### Problem to work on
Please repeat, unchanged, the lines at the top of the listing below, ending with the one that has "PR #739, opened 2019-08-14".

### Records for this task
PR #735, opened 2019-08-08
[ENG-782] Add schema-block model

baylee-d:
## Purpose

To add a model for `schema-blocks`

## Summary of Changes

- Add `schema-block` model
- Update `registration-schema` model to include a `hasMany` relationship with `schema-block`

## Side Effects

`N/A`

## Feature Flags

`N/A`

## QA Notes

`N/A`

## Ticket

https://openscience.atlassian.net/browse/ENG-782

# Reviewer Checklist

- [ ] meets requirements
- [ ] easy to understand
- [ ] DRY

### DIFF
--- a/app/models/schema-block.ts
+++ b/app/models/schema-block.ts
@@ -3,12 +3,12 @@ import { attr } from '@ember-decorators/data';
 import OsfModel from './osf-model';
 
 export default class SchemaBlockModel extends OsfModel {
-    @attr('string') blockType!: string;
-    @attr('string') chunkId!: string;
-    @attr('string') answerId!: string;
-    @attr('string') displayText!: string;
-    @attr('string') helpText!: string;
-    @attr('boolean') required!: boolean;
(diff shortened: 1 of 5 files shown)


app/models/schema-block.ts
```diff
@@ -0,0 +1,18 @@
...
+
+import OsfModel from './osf-model';
+
+export default class SchemaBlockModel extends OsfModel {
+    @attr('string') blockType!: string;
+    @attr('string') chunkId!: string;
+    @attr('string') answerId!: string;
+    @attr('string') displayText!: string;
+    @attr('string') helpText!: string;
+    @attr('boolean') required!: boolean;
```
aaxelb: Per @jamescdavis, let's mark every attr `?` instead of `!` -- don't want to assert/assume a value where there might be none. It'll force us to handle the `undefined` case, which will be mildly annoying but will make our code more robust!

PR #739, opened 2019-08-14
[ENG-724] Hierarchical list

adlius:
## Purpose

Add `hierarchical-list/item`, `partial-registration-modal` and their respective manager components for rendering a project hierarchy list for partial registration.

## Summary of Changes

Two components are added.
The `hierarchical-list/item` related components takes a `NodeModel` and will invoke itself recursively to render the model's children. 
The `partial-registration-modal` related components maintains a `selectedNodes` list to keep track of all selected nodes.

## Ticket

https://openscience.atlassian.net/browse/ENG-724

# Reviewer Checklist

- [ ] meets requirements
- [ ] easy to understand
- [ ] DRY


mirage/factories/node.ts
```diff
@@ -30,8 +30,12 @@ export default Factory.extend<MirageNode & NodeTraits>({
...
     afterCreate(newNode, server) {
         guidAfterCreate(newNode, server);
-        if (!newNode.root && newNode.parent) {
-            newNode.update({ root: newNode.parent.root || newNode.parent });
+        if (!newNode.root) {
+            if (newNode.parent) {
+                newNode.update({ root: newNode.parent.root });
+            } else {
+                newNode.update({ root: newNode });
+            }
```
adlius: All node should have `root` defined. A node with no parent has itself as its `root`.

lib/registries/package.json
```diff
@@ -28,6 +29,7 @@
     "ember-i18n": "*",
     "ember-i18n-inject": "*",
     "ember-moment": "*",
+    "ember-on-modifier": "*",
     "ember-page-title": "*",
```
adlius: `@ember/render-modifers` and `ember-on-modifiers` are needed for `OsfDialog` to work in registries.

lib/osf-components/addon/components/registries/hierarchical-list/index.ts
```diff
@@ -0,0 +1,8 @@
+import NodeModel from 'ember-osf-web/models/node';
+
+export interface HierarchicalListManager {
+    nodesIncludingRoot: NodeModel[];
+    selectedNodes: NodeModel[];
+    onChange: (event: Event, node: NodeModel) => void;
+    isChecked: (node: NodeModel) => boolean;
+}
```
adlius: Components consuming the `HierarchicalList/item` components should implement this `HierarchcalListManager` class. `PartialRegistrationModal` implements this class.

lib/osf-components/addon/components/registries/partial-registration-modal/manager/component.ts
```diff
@@ -0,0 +1,92 @@
...
+                this.addNode(item);
+            } else {
+                this.removeNode(item);
+            }
+        }
+    }
+
+    @action
+    isChecked(node: NodeModel) {
+        return this.selectedNodes.includes(node);
```
aaxelb: Stop me if I'm over-optimizing, but it'd be nice if `selectedNodes` were a `Set` (or something set-like), so we could check for inclusion in `O(log n)` time.

lib/osf-components/addon/components/registries/partial-registration-modal/manager/component.ts
```diff
@@ -0,0 +1,92 @@
...
+import NodeModel from 'ember-osf-web/models/node';
+import defaultTo from 'ember-osf-web/utils/default-to';
+
+import { HierarchicalListManager } from 'osf-components/components/registries/hierarchical-list';
+import template from './template';
+
+@layout(template)
+export default class PartialRegistrationModalManagerComponent extends Component.extend({
+    loadAllChildNodes: task(function *(this: PartialRegistrationModalManagerComponent) {
+        let allChildNodesIncludingRoot = yield this.store.query('node', {
```
aaxelb: Just looking at code, I'd expect this to load the first page of nodes, not "all". Am I missing something?

lib/osf-components/addon/components/registries/partial-registration-modal/manager/component.ts
```diff
@@ -0,0 +1,92 @@
...
+            },
+        });
+        allChildNodesIncludingRoot = allChildNodesIncludingRoot.toArray();
+        this.set('nodesIncludingRoot', allChildNodesIncludingRoot.slice());
+        this.set('selectedNodes', allChildNodesIncludingRoot.slice());
+    }),
+}) implements HierarchicalListManager {
+    @service store!: DS.Store;
+    nodesIncludingRoot: NodeModel[] = defaultTo(this.nodesIncludingRoot, []);
+    selectedNodes: NodeModel[] = defaultTo(this.selectedNodes, []);
```
aaxelb: Since `nodesIncludingRoot` and `selectedNodes` are set in `loadAllChildNodes`, I assume they're not meant to be passed-in as args. Could you make that clearer?

We've been loosely following a convention of defining the "public" params at the top of the component class, with some sort of `// private` comment to clearly separate them from all the implementation details.

lib/osf-components/addon/components/registries/partial-registration-modal/manager/component.ts
```diff
@@ -0,0 +1,92 @@
...
+    }
+
+    @action
+    selectAll() {
+        this.set('selectedNodes', this.nodesIncludingRoot.slice());
+    }
+
+    @action
+    clearAll() {
+        this.selectedNodes.removeObjects(this.selectedNodes.filter(item => item !== this.rootNode));
```
aaxelb:
```suggestion
        this.set('selectedNodes', [this.rootNode]);
```

lib/osf-components/addon/components/registries/partial-registration-modal/styles.scss
```diff
@@ -0,0 +1,36 @@
...
+    border-color: transparent;
+}
+
+.modal-button-cancel {
+    font-size: 16px;
+    font-weight: bold;
+    background: #fff;
+    border-color: #e5e5e5;
+    color: rgb(21, 165, 235);
+    text-transform: uppercase;
```
aaxelb: I appreciate the care that went into these two buttons, but it's better to use an un-customized `<OsfButton>` so our styles are consistent. If we choose to redesign our buttons, that'll be its own task (and should be possible to do in one place).

lib/registries/package.json
aaxelb: Ah sorry, #742 is still in QA

lib/osf-components/addon/components/registries/hierarchical-list/item/template.hbs
```diff
@@ -0,0 +1,30 @@
...
+        {{#if @manager.item.children}}
+            <FaIcon 
+                @icon='caret-{{if @manager.isShowChildren 'up' 'down'}}' 
+                @fixedWidth={{true}} 
+            />
+        {{/if}}
+    </OsfButton>
+</div>
+{{#if (and @manager.item.children @manager.isShowChildren)}}
+    <div local-class='children'>
```
aaxelb: Hmm, this would most correctly be `<ul>` (and each item a `<li>`), do you think that'd be reasonable?

lib/osf-components/addon/components/registries/partial-registration-modal/manager/component.ts
adlius: Good idea.

lib/osf-components/addon/components/registries/partial-registration-modal/manager/component.ts
adlius: Changed to fetch the first page with page size as 100. The current legacy front end doesn't support partial reg for more than 100 nodes.

PR #1342, opened 2021-11-08
[ENG-3295] Fix dates being wrong in meetings app

brianjgeiger:
-   Ticket: [ENG-3295](https://openscience.atlassian.net/browse/ENG-3295)
-   Feature flag: n/a

## Purpose

In the meetings admin page, dates are set just as dates, not datetimes. However, they are sent through the API as datetimes. These dates have a time of midnight GMT+0, so if you are in a timezone that is less than GMT+0, the dates will be off by one. This corrects that by setting the interpreted timezone to GMT+0 for the places we are showing these dates.

## Summary of Changes

1. Fix dates on meeting list page
2. Fix dates on meeting detail page
3. Make the tests less tautological and more correct

## Side Effects

Should be isolated just to those parts of those pages.

## QA Notes

The dates set for a meeting in the meetings app should match the date of the meeting on the web page, regardless of the timezone that the computer is set to.


futa-ikeda (approved):
This feels like the "proper" fix should live in the osf.io repo, but I think this works just as well.

brianjgeiger:
Agreed. Ideally, the dates would be datetimes of the conference/meeting itself in its native time zone, and then we could just display properly for whomever would be viewing in their own timezone. Alas.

### Expected answer
PR #735, opened 2019-08-08
[ENG-782] Add schema-block model

baylee-d:
## Purpose

To add a model for `schema-blocks`

## Summary of Changes

- Add `schema-block` model
- Update `registration-schema` model to include a `hasMany` relationship with `schema-block`

## Side Effects

`N/A`

## Feature Flags

`N/A`

## QA Notes

`N/A`

## Ticket

https://openscience.atlassian.net/browse/ENG-782

# Reviewer Checklist

- [ ] meets requirements
- [ ] easy to understand
- [ ] DRY

### DIFF
--- a/app/models/schema-block.ts
+++ b/app/models/schema-block.ts
@@ -3,12 +3,12 @@ import { attr } from '@ember-decorators/data';
 import OsfModel from './osf-model';
 
 export default class SchemaBlockModel extends OsfModel {
-    @attr('string') blockType!: string;
-    @attr('string') chunkId!: string;
-    @attr('string') answerId!: string;
-    @attr('string') displayText!: string;
-    @attr('string') helpText!: string;
-    @attr('boolean') required!: boolean;
(diff shortened: 1 of 5 files shown)


app/models/schema-block.ts
```diff
@@ -0,0 +1,18 @@
...
+
+import OsfModel from './osf-model';
+
+export default class SchemaBlockModel extends OsfModel {
+    @attr('string') blockType!: string;
+    @attr('string') chunkId!: string;
+    @attr('string') answerId!: string;
+    @attr('string') displayText!: string;
+    @attr('string') helpText!: string;
+    @attr('boolean') required!: boolean;
```
aaxelb: Per @jamescdavis, let's mark every attr `?` instead of `!` -- don't want to assert/assume a value where there might be none. It'll force us to handle the `undefined` case, which will be mildly annoying but will make our code more robust!

PR #739, opened 2019-08-14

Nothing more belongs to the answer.